Some people here missed out some "great" job opportunities between 1933 and 45.

Gestapo members were also convinced they were torturing and killing just those people, who were unworthy of being part of the "Volksgemeinschaft".





Homer: Facts are meaningless. You could use facts to prove anything that's even remotely true!
User currently offlineJhooper From United States of America, joined Dec 2001, 6204 posts, RR: 12
Reply 13, posted (11 years 3 weeks 5 days 12 hours ago) and read 1027 times:

Tortue definitely shouldn't be used as a form of punishment, especially given the fact that we likely have scores of people on death row in this state (Texas) who didn't even commit their crimes.

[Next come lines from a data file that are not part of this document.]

PR #1607, opened 2020-09-11
Add key-value-parser bot

creideiki:
Bot for parsing key=value strings, e.g. in firewall logs.

### DIFF
--- a/docs/Bots.md
+++ b/docs/Bots.md
@@ -36,6 +36,7 @@
   - [Cymru CAP Program](#cymru-cap-program)
   - [Cymru Full Bogons](#cymru-full-bogons)
   - [HTML Table Parser](#html-table-parser)
+  - [Key-Value Parser](#key-value-parser)
   - [Twitter](#twitter)
   - [Shadowserver](#shadowserver)
   - [Shodan](#shodan)
@@ -1218,6 +1219,31 @@ Parses breaches and pastes and creates one event per e-mail address. The e-mail 
  * `"time_format"`: Optional. If `"timestamp"`, `"windows_nt"` or `"epoch_millis"` the time will be converted first. With the default `null` fuzzy time parsing will be used.
  * `"type"`: set the `classification.type` statically, optional
  * `"html_parser"`: The HTML parser to use, by default "html.parser", can also be e.g. "lxml", have a look at https://www.crummy.com/software/BeautifulSoup/bs4/doc/
+
+* * *
+
+### Key-Value Parser
+
+#### Information:
+* `name:` intelmq.bots.parsers.key_value.parser
+* `lookup:` no
+* `public:` no
+* `cache (redis db):` none
+* `description:` Parses text lines in key=value format.
+
+#### Configuration Parameters:
+
+* `pair_separator`: String separating key=value pairs, default "` `" (space).
+* `kv_separator`: String separating key and value, default `=`.
+* `keys`: Array of string->string, names of keys to propagate mapped to IntelMQ event fields. Example:
+   ```json
+   "keys": {
+       "srcip": "source.ip",
+       "dstip": "destination.ip"
+   }
+   ```
+* `strip_quotes`: Boolean, remove opening and closing quotes from values, default true.
+* `timestamp_key`: String, optional, key containing event timestamp.
 
 * * *
 
--- a/intelmq/bots/BOTS
+++ b/intelmq/bots/BOTS
@@ -535,7 +535,7 @@
             "parameters": {
                 "pair_separator": " ",
                 "kv_separator": "=",
-                "keys": { },
+                "keys": {},
                 "strip_quotes": true,
                 "timestamp_key": null
             }
--- a/intelmq/bots/BOTS
+++ b/intelmq/bots/BOTS
@@ -529,6 +529,17 @@
                 "splitlines": false
             }
         },
+        "Key-Value": {
+            "description": "Parse key=value strings.",
+            "module": "intelmq.bots.parsers.key_value.parser",
+            "parameters": {
+                "pair_separator": " ",
+                "kv_separator": "=",
+                "keys": { },
+                "strip_quotes": true,
+                "timestamp_key": null
+            }
+        },
         "MISP": {
             "description": "Parse MISP events.",
             "module": "intelmq.bots.parsers.misp.parser",
--- a/intelmq/bots/parsers/key_value/parser.py
+++ b/intelmq/bots/parsers/key_value/parser.py
@@ -71,7 +71,7 @@ class KeyValueParserBot(ParserBot):
                         value = DateTime.from_timestamp(int(value))
                     else:
                         value = parse(value, fuzzy=True).isoformat() + " UTC"
-                except:
+                except ValueError:
                     value = None  # Will be ignored by event.add()
             if key in self.keys:
                 event.add(self.keys[key], value, raise_failure=False)
--- a/intelmq/bots/parsers/key_value/parser.py
+++ b/intelmq/bots/parsers/key_value/parser.py
@@ -52,11 +52,6 @@ class KeyValueParserBot(ParserBot):
         if self.timestamp_key:
             self.keys[self.timestamp_key] = "time.source"
 
-    def parse(self, report):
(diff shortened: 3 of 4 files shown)


docs/Bots.md
```diff
@@ -1221,6 +1222,31 @@ Parses breaches and pastes and creates one event per e-mail address. The e-mail
...
+* `pair_separator`: String separating key=value pairs, default "` `" (space).
+* `kv_separator`: String separating key and value, default `=`.
+* `keys`: Array of string->string, names of keys to propagate mapped to IntelMQ event fields. Example:
+   ```json
+   "keys": {
+       "srcip": "source.ip",
+       "dstip": "destination.ip"
+   }
+   ```
+* `strip_quotes`: Boolean, remove opening and closing quotes from values, default true.
```
wagner-certat, line 1245: This is only valid for double quotes (not single quotes annd backticks). Please specify this here.

intelmq/bots/parsers/key_value/parser.py
```diff
@@ -0,0 +1,81 @@
...
+
+    def parse(self, report):
+        raw_report = utils.base64_decode(report.get('raw'))
+        for row in raw_report.splitlines():
+            yield row
+
+    def parse_line(self, row, report):
+        event = self.new_event(report)
+        for kv_pair in row.split(self.pair_separator):
+            (key, _, value) = kv_pair.rpartition(self.kv_separator)
```
wagner-certat, line 62: That doesn't work if the line has (quoted) occurrences of the separator. For example:
```
key="long value" key2="other value"
```
I don't know if your use-case (some firewall logs) can every include that. However it is either a limitation (which should be documented) or a bug.

intelmq/bots/parsers/key_value/parser.py
```diff
@@ -0,0 +1,81 @@
...
+            if not key:
+                continue
+            if self.strip_quotes and value.startswith('"') and value.endswith('"'):
```
wagner-certat, line 65: See my comment above on the parameter. Extending it to other quotes is easy, but this issue is also related to the parsing issue.

intelmq/bots/parsers/key_value/parser.py
```diff
@@ -0,0 +1,81 @@
...
+                value = value[1:-1]
+            if key == self.timestamp_key:
+                try:
+                    if value.isnumeric():
+                        value = DateTime.from_timestamp(int(value))
+                    else:
+                        value = parse(value, fuzzy=True).isoformat() + " UTC"
+                except:
+                    value = None  # Will be ignored by event.add()
```
wagner-certat, line 74: If we can't parse it, do we *really* want to ignore this? That drops data.

intelmq/bots/parsers/key_value/parser.py
```diff
@@ -0,0 +1,81 @@
...
+                continue
+            if self.strip_quotes and value.startswith('"') and value.endswith('"'):
+                value = value[1:-1]
+            if key == self.timestamp_key:
+                try:
+                    if value.isnumeric():
+                        value = DateTime.from_timestamp(int(value))
+                    else:
+                        value = parse(value, fuzzy=True).isoformat() + " UTC"
+                except:
```
wagner-certat, line 73: Don't use a bare except.

wagner-certat (changes requested):
Cool addition! Thank you for this good PR (including docs and tests).

What firewall format is that? (Then we could document how to parse it)

intelmq/bots/parsers/key_value/parser.py
```diff
@@ -0,0 +1,81 @@
...
+
+    def init(self):
+        self.pair_separator = getattr(self.parameters, 'pair_separator', ' ')
+        self.kv_separator = getattr(self.parameters, 'kv_separator', '=')
+        self.keys = getattr(self.parameters, 'keys', {})
+        if not self.keys:
+            raise ConfigurationError('Key extraction', 'No keys specified.')
+        self.strip_quotes = getattr(self.parameters, "strip_quotes", True)
+        self.timestamp_key = getattr(self.parameters, "timestamp_key", None)
+        if self.timestamp_key:
```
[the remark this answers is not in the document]
creideiki: `time.source` is special because all other values are just copied, while the timestamp is parsed.

intelmq/bots/BOTS
```diff
@@ -529,6 +529,17 @@
                 "splitlines": false
             }
         },
+        "Key-Value": {
+            "description": "Parse key=value strings.",
+            "module": "intelmq.bots.parsers.key_value.parser",
+            "parameters": {
+                "pair_separator": " ",
+                "kv_separator": "=",
+                "keys": { },
```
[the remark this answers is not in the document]
creideiki: Fixed.

intelmq/bots/parsers/key_value/parser.py
creideiki: This is a limitation, which does not affect my use-case. The logs I'm processing contains fields like `srcip=192.0.2.1` and `srcmac="00:00:5e:00:17:17"`, for which this handling suffices and keeps the parser extremely simple. But you're right that it should be documented.

docs/Bots.md
creideiki: Documentation added.

creideiki:
> What firewall format is that? (Then we could document how to parse it)

This is a FortiGate, but I'm pretty sure I've seen other brands of firewall use similar formats.

intelmq/bots/parsers/key_value/parser.py
creideiki: Changed to the `ValueError` which `dateutil.parser.parse` actually raises on a parse error.

intelmq/bots/parsers/key_value/parser.py
creideiki: This is correct. However, it only drops the timestamp, and lets the rest of the fields through. A garbage timestamp will fail harmonisation and lead to the entire event being dropped.

I think. But apparently my development environment is halfway between working states at the moment, so I haven't actually tried.

intelmq/bots/parsers/key_value/parser.py
```diff
@@ -0,0 +1,81 @@
...
+            self.keys[self.timestamp_key] = "time.source"
+
+    def parse(self, report):
```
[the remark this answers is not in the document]
creideiki: Looking at the code, it should be. But, as below, my development environment has an unrelated problem at the moment, so I can't actually check right now.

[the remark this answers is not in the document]
creideiki: I pushed a change removing my `parse()` method, so let's see what happens.

intelmq/bots/parsers/key_value/parser.py
creideiki: I have now repaired my development environment. What happens when trying to add an unparseable timestamp field is that if `event.add()` is called with `raise_failure=False`, the field is silently discarded. If `raise_failure=True` (which is the default), the whole message is discarded and an error is noted in the bot's log file. So I think that throwing away the timestamp is better than throwing away the entire message.

intelmq/bots/parsers/key_value/parser.py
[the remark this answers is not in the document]
wagner-certat: I changed to code a bit to make this parameter obsolete and removed it. It is now detected from the mapping if the value needs to be parsed for `time.source`.

intelmq/bots/parsers/key_value/parser.py
wagner-certat: I documented this in the Bots.md file

intelmq/bots/parsers/key_value/parser.py
wagner-certat: I now added a warning log message in case this happens.

wagner-certat:
> > What firewall format is that? (Then we could document how to parse it)
> 
> This is a FortiGate, but I'm pretty sure I've seen other brands of firewall use similar formats.

Thanks, I also added this to the docs.

Once again, thank you very much for your efforts and your contribution!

Last year 1,944 New Yorkers saw something and said something.
User currently offlineAmerican_4275 From United States of America, joined Aug 1999, 1076 posts, RR: 0
Reply 14, posted (11 years 3 weeks 5 days 9 hours ago) and read 1007 times:

The author of this article did not say that torture should be used as a form of punishment. Instead, he said it was a way of minimizing the risk of "further evil". I think it's a good idea - I agree with a lot of what he said. However, as other people have mentioned, it seems that in such a case, the line would be thin. Where do we draw such a line without taking circumstance into consideration? Who makes such a decision?

American_4275


User currently offlineJhooper From United States of America, joined Dec 2001, 6204 posts, RR: 12
Reply 15, posted (11 years 2 weeks 5 days 9 hours ago) and read 931 times:

Just as long as it isn't John Ashcroft!


Last year 1,944 New Yorkers saw something and said something.
User currently offlineRacko From Germany, joined Nov 2001, 4856 posts, RR: 20
Reply 16, posted (11 years 2 weeks 5 days 7 hours ago) and read 922 times:

Actually, there was a very similar case in Frankfurt last year. A guy had kidnapped a young boy, and was caught by the police, but without the boy. The police had evidence that made it 99,9% clear that he was the one who kidnapped the kid. However, at the police office, he refused to name the place were he has hidden the child. The vice police president of Frankfurt, assuming little Jakob was still alive, threatened the kidnapper to torture him, telling him that a fight-sport expert was on the way and would give him "incredible pain". Suddenly, the mouth of the kidnapper was wide open and he disclosed the place. It turned out that he had already killed the boy. The policeman later said that he was fully aware that this could mean the end of his career.

The murderer has recently been sentenced to prison for lifetime.